Publié le 07/04/2015

Dans l’Aube, de nombreuses familles accueillent à leur domicile des enfants ayant vécu une situation très difficile. Leur mission ? Donner une chance à ces futurs citoyens de s’en sortir dans la vie. Aujourd’hui, les assistants familiaux souhaitent être reconnus comme des travailleurs sociaux à part entière.

 Delphine PhotoThierry Nectoux 
 En vingt ans, Delphine a accueilli 60 enfants
âgés de 2 à 17 ans. 
 

« On ne devient pas assistant familial par hasard ou par défaut. Notre métier, tout le monde ne peut pas le faire. » Delphine (photo), est employée par le service de l’aide sociale à l’enfance du conseil général de l’Aube comme assistante familiale. Au cours des vingt dernières années, elle a accueilli chez elle 60 enfants âgés de 2 à 17 ans, tous soumis à une mesure de placement judiciaire ou administrative. Un choix qui s’est décidé et préparé en famille. « Accueillir à son domicile un enfant qui a vécu une situation difficile [carence affective, maltraitance, violences sexuelles, etc.] nous engage bien au-delà de notre propre personne. »

Avec le temps, Delphine a tissé des liens parfois très forts avec les enfants accueillis, dont beaucoup restent en contact avec elle après leur départ. « On fait ce métier pour qu’ils s’en sortent, pour les aider à [re]trouver un équilibre et à devenir autonomes. En signant un contrat d’accueil, on s’engage à fournir des comptes sur la santé, la scolarité, l’insertion sociale ou professionnelle des enfants. Nous sommes responsables d’eux, de leur éducation et de leur bien-être au quotidien. Alors, forcément, on s’attache à eux, d’autant plus lorsqu’on les accueille petits. Mais nous devons toujours avoir à l’esprit que ce ne sont pas nos enfants. »

Savoir garder sa place, trouver la bonne distance. C’est là toute la difficulté pour ces travailleurs sociaux. « La formation préalable à l’accueil du premier enfant et les formations obligatoires, effectuées dans les trois premières années d’activité, comportent de nombreux aspects qui touchent à la psychologie, la parole de l’enfant, les cas spécifiques… mais personne ne nous apprend comment doser l’attachement. » Si l’assistant doit être capable d’évaluer ce qu’il pourra supporter émotionnellement, la théorie ne colle pas toujours à la pratique. « Nous accueillons des enfants cabossés, abîmés. La normalité n’existe pas. Il faut gérer les situations de violences, savoir accompagner les révélations qui nous sont faites par les enfants. »
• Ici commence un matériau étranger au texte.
Issue #543, opened 2026-05-27
feat(tool): rule schema linter (detect invalid selectors / modifiers / shapes)


kakkoyun:
Follow-up from #377 (review thread from @txabman42 on `docs/rules.md:260`).

## Context

Today, an unknown selector or modifier in a rule YAML file (e.g. `where: { fnc: Foo }` or `do: { inject_hook: ... }` — note the typos) is silently dropped. The rule then matches nothing and produces no instrumentation, with no error surfaced to the rule author.

## Problem

Typos and stale rule files are hard to detect. Rule authors get no feedback at load time. As the schema grows over OP4.1–OP4.6, the number of valid keys grows and the surface area for silent typos grows with it.

## Proposed work

- Depends on the central registry follow-up (see related issue).
- New entry point — either `otelc rules lint` subcommand or `make lint/rules` target — that walks all rule YAML files in the project and reports: unknown selectors, unknown modifiers, modifier-payload type mismatches, missing required fields, mutually exclusive combinations.
- Reports a structured diagnostic per finding (file, line, message, suggestion if a close-by valid name exists, à la "did you mean `inject_hooks`?").
- Wire into CI (`make lint`).

## References

- #377 inline thread on `docs/rules.md:260`

kakkoyun:
cc @amazingakai

kakkoyun:
We can also have a layer to generate json schema similar to https://github.com/DataDog/orchestrion/blob/main/internal/injector/config/schema.json for our yaml files.  

ref: 
- https://github.com/invopop/jsonschema

PR #854, opened 2026-07-28
refactor(tool/rule): central registry of valid selectors and modifiers

### LINKED ISSUE #542: feat(tool/rule): central registry of valid selectors and modifiers

Harsh63870:
## Summary
- Add `tool/internal/rule/schema.go` with `Selector`/`Modifier` types, constants, `IsValidSelector`/`IsValidModifier`, and `AllSelectors`/`AllModifiers`.
- Move existing `Sel*` / combinator string aliases onto that registry so call sites share one source of truth.
- Reject unknown `do` modifier keys at normalize time instead of silently dropping the modifier name.

## Motivation
Fixes #542. Prerequisite for the rule-schema linter (#543). Unknown modifiers previously fell through because `normalizeDo` discarded the modifier key and only kept the payload.

## Test plan
- [ ] CI: `tool/internal/rule` unit tests (schema + normalize unknown-modifier cases)
- [ ] Existing rule golden / setup parse paths still load known modifiers

## Notes for reviewers
- Modifier names match `docs/rules.md` (not the older names in the issue description).
- No constructor refactor (#541/#546 left untouched).
- `createRuleFromFields` still dispatches on flat field presence; this PR only adds the registry + validation.

### DIFF
--- a/tool/internal/rule/schema.go
+++ b/tool/internal/rule/schema.go
@@ -12,7 +12,7 @@ type Selector string
 // per docs/rules.md, declares the rule type.
 type Modifier string
 
-// Point selectors that may appear under where (or as legacy flat fields).
+// Selector keys in the structured rule schema (where selectors, file/combinator keys, plus top-level target/version).
 const (
 	SelectorTarget            Selector = "target"
 	SelectorVersion           Selector = "version"
@@ -74,7 +74,7 @@ const (
 	CombNot   = string(SelectorNot)
 
 	// RawField is the modifier-output key produced by normalize for raw rules
-	// (inject_code payload). It is not a where selector; match.go shares it.
+	// (inject_code payload). It is not a where selector; tool/internal/setup/match.go shares it.
 	RawField = "raw"
 )
 
@@ -88,40 +88,27 @@ const (
 // file group, and combinators). target/version are intentionally included so
 // IsValidSelector can distinguish "known but misplaced" from "unknown";
 // normalizeWhere still rejects them inside where.
-var selectors = map[Selector]struct{}{
-	SelectorTarget:            {},
-	SelectorVersion:           {},
-	SelectorFunc:              {},
-	SelectorRecv:              {},
-	SelectorStruct:            {},
-	SelectorFunctionCall:      {},
-	SelectorDirective:         {},
-	SelectorKind:              {},
-	SelectorIdentifier:        {},
-	SelectorSignature:         {},
-	SelectorSignatureContains: {},
-	SelectorResult:            {},
-	SelectorLastResult:        {},
-	SelectorParam:             {},
-	SelectorPattern:           {},
-	SelectorPlacement:         {},
-	SelectorFile:              {},
-	SelectorAllOf:             {},
-	SelectorOneOf:             {},
-	SelectorNot:               {},
+
+//nolint:gochecknoglobals // lookup set derived from AllSelectors(); intentionally package-level so IsValidSelector can query it without reconstruction
+var selectors = toSet(AllSelectors())
+
+// toSet builds a lookup set from an ordered slice, so the set can never
+// drift from the slice it is derived from.
+func toSet[T comparable](items []T) map[T]struct{} {
+	set := make(map[T]struct{}, len(items))
+	for _, item := range items {
+		set[item] = struct{}{}
+	}
+	return set
 }
 
-var modifiers = map[Modifier]struct{}{
-	ModifierInjectHooks:     {},
-	ModifierInjectCode:      {},
-	ModifierAddStructFields: {},
-	ModifierAddFile:         {},
-	ModifierWrapCall:        {},
-	ModifierExpandDirective: {},
-	ModifierAssignValue:     {},
-}
+//nolint:gochecknoglobals // lookup set derived from AllModifiers(); intentionally package-level so IsValidModifier can query it without reconstruction
+var modifiers = toSet(AllModifiers())
 
-// IsValidSelector reports whether s is a known where-clause key.
+// IsValidSelector reports whether s is part of the rule schema's selector
+// vocabulary. This includes target/version, which are valid selectors but
+// are rejected specifically when used inside a where block — see
+// normalizeWhere.
 func IsValidSelector(s string) bool {
 	_, ok := selectors[Selector(s)]
 	return ok
--- a/tool/internal/rule/schema.go
+++ b/tool/internal/rule/schema.go
@@ -1,0 +1,173 @@
+// Copyright The OpenTelemetry Authors
+// SPDX-License-Identifier: Apache-2.0
+
+package rule
+
+// Selector is a where-clause key recognized by the structured rule schema
+// (ADR-0003). Point selectors are hoisted to flat fields by Normalize; file
+// and combinator keys stay nested under where.
+type Selector string
+
+// Modifier is a do-clause key that names the instrumentation action and,
+// per docs/rules.md, declares the rule type.
+type Modifier string
+
+// Point selectors that may appear under where (or as legacy flat fields).
+const (
+	SelectorTarget            Selector = "target"
+	SelectorVersion           Selector = "version"
+	SelectorFunc              Selector = "func"
+	SelectorRecv              Selector = "recv"
+	SelectorStruct            Selector = "struct"
+	SelectorFunctionCall      Selector = "function_call"
+	SelectorDirective         Selector = "directive"
+	SelectorKind              Selector = "kind"
+	SelectorIdentifier        Selector = "identifier"
+	SelectorSignature         Selector = "signature"
+	SelectorSignatureContains Selector = "signature_contains"
+	SelectorResult            Selector = "result"
+	SelectorLastResult        Selector = "last_result"
+	SelectorParam             Selector = "param"
+	SelectorPattern           Selector = "pattern"
+	SelectorPlacement         Selector = "placement"
+	SelectorFile              Selector = "file"
+	SelectorAllOf             Selector = "all-of"
+	SelectorOneOf             Selector = "one-of"
+	SelectorNot               Selector = "not"
+)
+
+// do modifiers (docs/rules.md § modifier names → rule types).
+const (
+	ModifierInjectHooks     Modifier = "inject_hooks"
+	ModifierInjectCode      Modifier = "inject_code"
+	ModifierAddStructFields Modifier = "add_struct_fields"
+	ModifierAddFile         Modifier = "add_file"
+	ModifierWrapCall        Modifier = "wrap_call"
+	ModifierExpandDirective Modifier = "expand_directive"
+	ModifierAssignValue     Modifier = "assign_value"
+)
+
+// String forms used as YAML / map keys. Existing call sites (normalize,
+// match) keep using these aliases so the registry is a single source of truth
+// without forcing every consumer onto the typed Selector/Modifier APIs.
+const (
+	SelTarget            = string(SelectorTarget)
+	SelVersion           = string(SelectorVersion)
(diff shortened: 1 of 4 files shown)


Harsh63870:
Hi @kakkoyun, just a friendly ping whenever you have time to review this PR.
I noticed #770 is also addressing #542, so I'll leave it to the maintainers to decide which approach fits better.
For context, this PR:
- Introduces `tool/internal/rule/schema.go` as a typed registry for selectors and modifiers.
- Centralizes the shared selector/modifier definitions so normalization and matching use the same source of truth.
- Validates unknown `do` modifier keys during normalization (for both map and sequence forms), with tests covering the behavior.
- Uses the modifier names currently documented in `docs/rules.md`.
- Keeps the scope limited to #542 without touching #541 or #546.
The required checks are still waiting for maintainer workflow approval. If there are any changes you'd like to see, I'm happy to update the PR.
Thanks!
cc @amazingakai

om7057:
Worth a look at #846 before this goes much further, since the two overlap on the same vocabulary.

#846 adds `tool/cmd/otelc-lint`, which generates `tool/data/schema.json` from the rule structs' `json` and `jsonschema` tags, and wires `make lint/rules` to validate the instrumentation YAML against it. That generated schema already carries every name this registry declares. The point selectors come from the struct tags (`func`, `recv`, `signature`, `signature_contains`, `result`, `last_result`, `param`, plus `target` and `version` on `InstBaseRule`), and `schema.json` also contains `where`, `do`, the combinators `all-of`, `one-of`, `not`, and all seven `do` modifiers.

The two aren't doing the same job. A generated JSON Schema validates rule files from the outside, and typed Go constants are for in-process call sites like `normalize.go`. But the list of names would then live in two places with nothing keeping them in agreement, which is the drift #705 is trying to design away.

Might be worth deriving one from the other instead of maintaining both. No opinion on which direction that should go.

Harsh63870:
thanks @om7057 — good catch on the overlap with #846.
Agreed they solve different layers:
- this PR: typed Go registry for in-process call sites (`normalize`, future tooling helpers)
- #846: generated JSON Schema for external rule-file validation via `otelc-lint`
Also agreed that having the same vocabulary in two places without a sync story recreates the drift problem #542/#705 are aiming at.
Happy to follow maintainer preference here. A couple of options that keep this PR small:
1. Land this as the in-process registry for #542, and open a follow-up to derive one side from the other once #846’s shape is settled.
2. If maintainers want a single source of truth first, I’m happy to adjust this PR, rather than ship two unsynced lists.
I intentionally left #541/#546 out of scope here so this stays a focused registry + unknown-modifier rejection change. Open to direction from @kakkoyun / @amazingakai.

om7057:
@Harsh63870 Both read fine to me. Option 1 seems like the smaller ask, land the registry now since #542 doesn't depend on #846's shape, and let the sync question get settled once otelc-lint stabilizes rather than blocking on it now.

Harsh63870:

Cherche reconnaissance désespérément

En théorie, un enfant placé en famille d’accueil dépend d’une équipe de trois personnes : l’éducateur, l’assistant social et le psychologue, tous encadrés par un référent. L’assistant familial est en contact permanent avec cette équipe pluridisciplinaire et doit rendre compte régulièrement des difficultés rencontrées par l’enfant. Les dernières évolutions statutaires, datant de la loi de 2005, ont d'ailleurs défini l’assistant familial comme un « membre à part entière de l’équipe du service de l’aide sociale à l’enfance ».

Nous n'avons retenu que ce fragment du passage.